To your latter point, I think (and somewhat from experience, in Germany), it’s more that everything in Europe is generally concentrated in a smaller space, specifically because the countries are, for the most part, smaller…
So unless you’re way out in a rural area, say, in a larger country such as Ukraine or Poland (or even a village in Spain, for example), you’re just never that far from those services…
There’s also the cultural difference that fast international trains, slower, regional trains, ferries of all sorts, riverboats and buses everywhere else, are almost completely ubiquitous, even in a relatively poorer country such as Turkey (from experience), as is some form of “universal” healthcare, even in somewhere like Russia, so… The situation you describe simply does not usually happen, simply because it does not need to.
This has been my experience in several euro countries, both EU and non-EU. YMMV.
It's not necessarily being far from services. In the US, the large cities are going to have practically every kind of service you're looking for. However most "experts" are little more than parrots who cannot deal with complex scenarios. If you're having a serious issue, and an expert that is actually better than the rest is one state over, then the travel is worth it.
But if your mindset is to only look at something local, and traveling to another state/country is like going to another planet, then you purposely close yourself off of some better options that may exist.
Ok, fine. Sure. All I can say is that just isn’t how healthcare works, in other places. Sometimes you can choose your specialist, but, in the VAST majority of cases, in the public system, which most people will use, so as to avoid paying thousands of dollars out of pocket, you simply can’t usually do that.
It depends where I live.
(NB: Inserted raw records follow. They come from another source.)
Issue #261, opened 2025-02-11
ServerError: 400 `name` error when creating interface


SK1Y101:
Running the acceptance tests on a MAAS 3.6 instance yields the following error message:
```bash
Error: ServerError: 400 Bad Request ({"name": ["The interface name must be 1 to 15 characters long and can only contain alphanumeric characters, hyphens ('-'), underscores ('_'), periods ('.'), and colons (':')."]})
```
For the tests `resource_maas_network_interface_bond_test`, `resource_maas_network_interface_physical_test`, and `resource_maas_network_interface_bridge_test`.

It seems MAAS 3.6 introduced a new restriction on interface names, which further restricts the allowed interface names.

We assign interface names from a prefex, ie: 
```go
name := acctest.RandomWithPrefix("tf-network-interface-bond")
```
Which is already too long. We should refactor this to reduce length

PR #262, opened 2025-02-11
refactor: Reduce testing interface name length

SK1Y101:
Addresses #261 
- Replaces `RandomWithPrefix` with a formatted string whose length is below the 15 character limit, using single digit `RandIntRange` as a suffix instead.


skatsaounis (approved):
LGTM +1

But say, hypothetically, I live in… Brisbane. I decide, for whatever reason, that I want to see a doctor in Sydney, which is a 10+ hour drive away, because I think they are better. In the public system I can’t do that, because it’s not in my “catchment area”…
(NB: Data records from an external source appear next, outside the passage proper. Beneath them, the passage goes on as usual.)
PR #264, opened 2025-02-13
feat: Add boot source selection

SK1Y101:
Add terraform data sources for boot-source-selection.
Also adds CRUD operations and import operation for boot-source-selection.

Note: Behaviour for the default commissioning release is different to others. On a delete, MAAS will throw an error that will be reported, as you cannot delete the default commissioning release.


maas/data_source_maas_boot_source_selection.go
```diff
@@ -0,0 +1,118 @@
...
+		"subarches":      bootsourceselection.Subarches,
+	}
+	if err := setTerraformState(d, tfState); err != nil {
+		return diag.FromErr(err)
+	}
+
+	return nil
+}
+
+func getBootSourceSelection(client *client.Client, boot_source_id int, id int) (*entity.BootSourceSelection, error) {
```
skatsaounis, line 85: please move to resource_maas_boot_source_selection.go as it is used there only.

maas/data_source_maas_boot_source_selection.go
```diff
@@ -0,0 +1,118 @@
...
+	if err != nil {
+		return nil, err
+	}
+	if bootsourceselection == nil {
+		return nil, fmt.Errorf("boot source selection (%s %s) was not found", os, release)
+	}
+	return bootsourceselection, nil
+}
+
+func findBootSourceSelection(client *client.Client, boot_source_id int, os string, release string) (*entity.BootSourceSelection, error) {
```
skatsaounis, line 107: please move to resource_maas_boot_source_selection.go as it is used there only.

maas/data_source_maas_boot_source_selection.go
```diff
@@ -0,0 +1,118 @@
...
+				Description: "The list of subarches for this resource",
+			},
+		},
+	}
+}
+
+func dataSourceMaasBootSourceSelectionRead(ctx context.Context, d *schema.ResourceData, meta interface{}) diag.Diagnostics {
+	client := meta.(*ClientConfig).Client
+
+	bootsource, err := getBootSource(client)
```
skatsaounis, line 59: please use the ID provided by the user at the `boot_source` field given that it is renamed

maas/data_source_maas_boot_source_selection.go
```diff
@@ -0,0 +1,118 @@
...
+		Description: "Provides a resource to fetch a MAAS boot source selection.",
+
+		Schema: map[string]*schema.Schema{
+			"arches": {
+				Type:        schema.TypeSet,
+				Elem:        &schema.Schema{Type: schema.TypeString},
+				Optional:    true,
+				Description: "The architecture list for this resource",
+			},
+			"boot_source_id": {
```
skatsaounis, line 25: Please rename to `boot_source` and in the description please use  `the boot source database ID` or something similar to inform the practitioner about the field

maas/data_source_maas_boot_source_selection.go
```diff
@@ -0,0 +1,118 @@
...
+				Description: "The label lists for this resource",
+			},
+			"os": {
+				Type:        schema.TypeString,
+				Required:    true,
+				Description: "The Operating system for this resource",
+			},
+			"release": {
+				Type:        schema.TypeString,
+				Optional:    true,
```
skatsaounis, line 43:
```suggestion
				Required:    true,
```

maas/data_source_maas_boot_source_selection.go
```diff
@@ -0,0 +1,118 @@
...
+		Schema: map[string]*schema.Schema{
+			"arches": {
+				Type:        schema.TypeSet,
+				Elem:        &schema.Schema{Type: schema.TypeString},
+				Optional:    true,
+				Description: "The architecture list for this resource",
+			},
+			"boot_source_id": {
+				Type:        schema.TypeInt,
+				Computed:    true,
```
skatsaounis, line 27:
```suggestion
				Required:    true,
```

maas/resource_maas_boot_source_selection.go
```diff
@@ -0,0 +1,227 @@
...
+		Schema: map[string]*schema.Schema{
+			"arches": {
+				Type:        schema.TypeSet,
+				Elem:        &schema.Schema{Type: schema.TypeString},
+				Optional:    true,
+				Description: "The architecture list for this resource",
+			},
+			"boot_source_id": {
+				Type:        schema.TypeInt,
+				Computed:    true,
```
skatsaounis, line 32:
```suggestion
				Required:    true,
```

maas/resource_maas_boot_source_selection.go
```diff
@@ -0,0 +1,227 @@
...
+				Description: "The list of subarches for this resource",
+			},
+		},
+	}
+}
+
+func resourceBootSourceSelectionCreate(ctx context.Context, d *schema.ResourceData, meta interface{}) diag.Diagnostics {
+	client := meta.(*ClientConfig).Client
+
+	bootsource, err := getBootSource(client)
```
skatsaounis, line 64: This is not needed. We will get the boot_source ID from the user.

maas/resource_maas_boot_source_selection.go
skatsaounis: And also rename to `boot_source`

maas/resource_maas_boot_source_selection.go
```diff
@@ -0,0 +1,227 @@
...
+	}
+	d.SetId((fmt.Sprintf("%v", bootsourceselection.ID)))
+
+	return resourceBootSourceSelectionRead(ctx, d, meta)
+}
+
+func resourceBootSourceSelectionRead(ctx context.Context, d *schema.ResourceData, meta interface{}) diag.Diagnostics {
+	client := meta.(*ClientConfig).Client
+
+	bootsource, err := getBootSource(client)
```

Hell, in some states, if you live on the north side of the city, you have to go to the PUBLIC hospital on the north side, not the one on the south side. Because again, catchments. Otherwise the perceived “best” hospitals and doctors will be completely overwhelmed. Again, this only applies to the PUBLIC system. It also applies to PUBLIC schools. Though not universities, of course…
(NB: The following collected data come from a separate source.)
Issue #259, opened 2025-02-10
ServerError: 400 Bad Request when creating link resource for bridge resource with VLAN as parent


kolovo:
**Description:**

I am encountering a `400 Bad Request` error when trying to create a link resource for a bridge resource that has a VLAN as its parent in the MAAS Terraform provider. The error message states:

```
ServerError: 400 Bad Request ({"vlan": ["VLAN interface requires connection to a VLAN."]})
```

Based on the documentation, the following Terraform configuration should work for attaching a VLAN to a physical interface (`eth0`) and then attaching the VLAN to a bridge:

```hcl
resource "maas_network_interface_vlan" "example" {
  machine = "test-vm1"
  parent  = "eth0"
  vlan    = 30
  fabric  = "fabric-0"
}

resource "maas_network_interface_bridge" "example" {
  machine = "test-vm1"
  name    = "br30"
  parent  = maas_network_interface_vlan.example.id
  vlan    = 30 (same result even when not setting this)
}

resource "maas_network_interface_link" "virsh_vm1_nic1" {
  machine           = "test-vm1"
  network_interface = maas_network_interface_bridge.example.id
  subnet            = "10.0.30.0/24"
  mode              = "STATIC"
  ip_address        = "10.0.30.155"
  default_gateway   = true
}
```

However, the error suggests that the VLAN interface is not correctly associated with a VLAN.

### Steps to Reproduce:
1. Apply the above Terraform configuration.
2. Observe the error message returned by MAAS.

### Expected Behavior:
The Terraform configuration should successfully create:
- A VLAN interface on `eth0`.
- A bridge interface on top of the VLAN.
- A link resource that assigns an IP to the bridge.

### Actual Behavior:
Terraform fails with the following error:

```
ServerError: 400 Bad Request ({"vlan": ["VLAN interface requires connection to a VLAN."]})
```

### Additional Information:
- Terraform Provider version: 2.4.0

The rest of the world does not operate on the American model. That’s the fundamental “disconnect”, here, I think. What you’re used to, simply isn’t how it works, in the vast majority of the rest of the world, including Australia.
Notably, I also live on an island, surrounded by water. To leave this island costs minimum… Multiple hundreds of dollars.
So for me personally, even if I could, in the private system, get into a doctor I “preferred”, in a different state, the cost would be so astronomical as to not be worth it… Hence, I wouldn’t bother.
But that is still an OPTION, for me, because I actually have private health insurance, unlike most Australians, New Zealanders, Brits, Spanish, French, Brazilians, Germans, etc. in all these countries, you don’t actually need it to get good healthcare, so many, many young, fit, healthy people simply won’t bother…
But that means putting up with the public health system, and all that includes, as I outlined.